A medical negligence case out of Wisconsin last week provides an interesting look at the varying and subjective ways to determine the admissibility of expert witness testimony.
Seifert v. Balink, M.D. concerned an obstetrician, Dr. Kay Balink, who was sued and found liable for medical negligence in the delivery of the Seifert family’s child. Kimberly Seifert’s baby faced complications during delivery due to shoulder dystocia – basically, when a baby’s shoulder gets stuck – and in spite of Dr. Balink’s attempts to complete delivery without incident, the baby was born with a permanent brachial plexus injury, which limits arm functioning.
The Seiferts alleged medical negligence for several reasons, including Dr. Balink’s choice of prenatal tests and ultrasounds, underestimation of the baby’s weight, and use of a vacuum device during delivery. The family won their initial jury trial, but Dr. Balink appealed to the Wisconsin State Supreme Court on grounds that the plaintiff’s expert witness, an obstetrician as well, “based his opinions on personal experience rather than generally accepted standards and medical literature in the area of obstetrics.” This is essentially a question of whether the expert witness testimony was considered reliable under the Daubert reliability standard, which governs admissibility.

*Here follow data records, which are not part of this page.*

PR #2450, opened 2025-11-05
Improved free kick routine

eziCode:
## Description
Updated free kick logic to shoot at position farthest from the goalie

### Test Case 1
1. Open the simulator
2. Set up a free kick
3. Watch ball go in corner instead of straight down the middle

## Key Files to Review
Group 1
 * /robocup-software/src/rj_strategy/src/agent/position/free_kicker.cpp


FarkasJoseph:
@eziCode May I ask what prompted the move from using dot products / tan calculations and to using cross products? Based on my quick glance the outcome is the same, so I'm just curious if that was a design choice or if there was a specific bug you were targetting.

eziCode:
I tried what was there, and it didn't seem to work correctly. It kept
shooting into the first position every time, and the loop was not updating
the shot correctly. So I just changed it to use atan and cross product.

FarkasJoseph:
image

Looks great!

FarkasJoseph:
image


wait i found an edge case

FarkasJoseph:
looking to add goal post/edge detection into the model. looks like this is missing from offense as well, might add it there if this is a success

FarkasJoseph:
i've been told we just don't have the physical feasibility to launch from such tight angles, so it doesn't matter

FarkasJoseph:
i'm going to slightly increase our offsets from the goal sides since we are leaving essentially zero tolerance for error

install/setup.bash
Squid5678, line 1: in the future, check you stash to see the commits that you're going to push. something like this does not need to be committed.

src/rj_strategy/src/agent/position/offense.cpp
```diff
@@ -15,7 +15,7 @@ std::optional<RobotIntent> Offense::derived_get_task(RobotIntent intent) {
     if (current_state_ != new_state) {
         reset_timeout();
 
-        SPDLOG_INFO("Robot {}: now {}", robot_id_, state_to_name(current_state_));
+        // SPDLOG_INFO("Robot {}: now {}", robot_id_, state_to_name(current_state_));
```
Squid5678: let's get rid of this comment

src/rj_strategy/src/agent/position/free_kicker.cpp
```diff
@@ -11,11 +11,51 @@ std::optional<RobotIntent> FreeKicker::derived_get_task(RobotIntent intent) {
...
-    planning::LinearMotionInstant target{goal_corner};
+    for (const RobotState& enemy : their_robots) {
+        // Get position of their goalie
+        if (this->field_dimensions_.their_defense_area().hit(enemy.pose.position())) {
+            enemy_goalie_location = enemy.pose.position();
+            break;
+        }
+    }
+
+    constexpr double BALL_WIDTH = 0.025;
```
Squid5678: is this a measured quantity? wondering if there's a constant that already exists for this

src/rj_strategy/src/agent/position/free_kicker.cpp
```diff
@@ -11,11 +11,51 @@ std::optional<RobotIntent> FreeKicker::derived_get_task(RobotIntent intent) {
...
+    constexpr double BALL_WIDTH_OFFSET = BALL_WIDTH * 3;
```
Squid5678: why times 3?

src/rj_strategy/src/agent/position/free_kicker.cpp
```diff
@@ -11,11 +11,51 @@ std::optional<RobotIntent> FreeKicker::derived_get_task(RobotIntent intent) {
...
+        rj_geometry::Point((this->field_dimensions_.goal_width() / 2.0) - BALL_WIDTH_OFFSET, 0.0);
+
+    rj_geometry::Point const left_goal_post =
+        this->field_dimensions_.their_goal_loc() -
+        rj_geometry::Point((this->field_dimensions_.goal_width() / 2.0) - BALL_WIDTH_OFFSET, 0.0);
+    rj_geometry::Point best_shot = right_goal_post;
+    double best_distance = -1.0;
+    rj_geometry::Point ball_position = this->last_world_state_->ball.position;
+
+    int num_samples = 20;
```
Squid5678: is there a way to do this that doesn't require ``num_samples``? Makes this computation a bit inefficient.

Squid5678 (changes requested):

src/rj_strategy/src/agent/position/offense.cpp
FarkasJoseph: Yup! Sorry about that

src/rj_strategy/src/agent/position/free_kicker.cpp
FarkasJoseph: I am not sure exactly why / from what this was declared, however, I see kBallRadius is 0.0215 in rj_constants. I will replace with this value

FarkasJoseph:
Updates:

Replaced the sampling method with a simple check to shoot at either the left or right corner of the goal. I expanded the padding on the sides of the goal to 10*ball width, which makes straight shots (or really anything +/- 45deg of a straight shot) work quite well. However, it does exceptionally poorly with tight angles (i.e. corner kicks). Sanat recommends we look at passing logic next (if angle too extreme, pass to a partner instead), but that's likely outside the scope of this specific PR.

Here’s where it gets interesting. The State Supreme Court upheld the original verdict, agreeing that the circuit court judge properly admitted the expert testimony. But the decision was not unanimous. Five judges concurred that the expert was in fact reliable, while two dissented, but the five agreeing judges delivered three different opinions as to why they made their decisions.
The expert witness in question, Dr. Jeffrey Wener, is a certified OB-GYN in Chicago who has delivered up to 8,000 babies over a 36-year career and chaired the OB-GYN department of a hospital for 20 years. He said that he has seen up to 40 instances of shoulder dystocia, and testified that Dr. Balink did not meet acceptable standards of care in this case.
No one challenged Dr. Wener’s credentials as a physician. What came under scrutiny was that he based his expert witness testimony on his own personal experiences. The defendant, Dr. Balink, cited the Daubert reliability standard, which says that expert witness testimony is admissible if the testimony is “the product of reliable principles and methods, and the witness has applied the principles and methods reliably to the facts of the case.” She argued that personal clinical experience does not equate to generally accepted medical standards.
As mentioned above, the court disagreed. Justice Shirley Abrahamson delivered the lead opinion, in which she asserted that “experience-based expert evidence may pass muster as a method under the reliability requirement. An expert cannot establish that a fact is generally accepted merely by saying so… [but] case law teaches that Daubert’s role of ensuring that the courtroom door remains closed to junk science is not served by excluding medical expert testimony that is supported by extensive relevant medical experience.” She also, as mentioned by the State Bar of Wisconsin article, “noted that medical decision-making is not a strict application of science… If a physician has enough knowledge and experience to form an expert opinion, that expert opinion can be considered reliable.”
If you’ll allow me to insert my two cents: I agree. Hear, hear, Justice Abrahamson.
Four of her fellow judges concurred, but two felt compelled to write separate opinions clarifying their positions. Justice Ziegler stated that “the lengthy lead opinion does not adequately guide trial courts with regard to how they should apply Wis. Stat. § 907.02 .” She said that the Balink case was a “close call” and that “a best practice for trial courts and counsel is to create a detailed, complete record regarding why any particular expert’s testimony meets the heightened scrutiny” of the Daubert reliability standard.
I agree with Justice Ziegler’s sentiment as well. Standards like Daubert require meticulous proof that an expert is, indeed, an expert. This is one of many reasons why the expert witness selection process is so critical, and why a service like ECS can be so beneficial to attorneys who need to ensure the credibility and reliability of their witnesses.
Finally, Justice Gableman, joined by Chief Justice Patience Roggensack, wrote separately to further elucidate how he reached his decision. For these justices, the framework for establishing reliability is quite simple. “Dr. Wener had a reliable method of determining the standard of care applicable to this case because of his experience. His conclusion that Dr. Balink breached that standard of care logically follows from that method.”
For their parts, Justices Kelly and Bradley concluded that Dr. Wener’s testimony did not meet the requirements set forth by Daubert, and that credentials do not translate to standards. “Instead of determining whether Dr. Wener was qualified to discover and describe the proper standard of medical care,” Kelly rather tersely writes, “we found that he is the standard of medical care.” This time, I can’t say I agree.
This case offers a fascinating look at how seven different judges interpret a single standard in a very real, and likely common, scenario. This insight is particularly helpful given the popularity of the Daubert standard for determining expert witness reliability around the country. What, under the law, qualifies as expertise? Sometimes experience alone is enough, but sometimes it’s not. The key is for you – and your expert – to know the difference.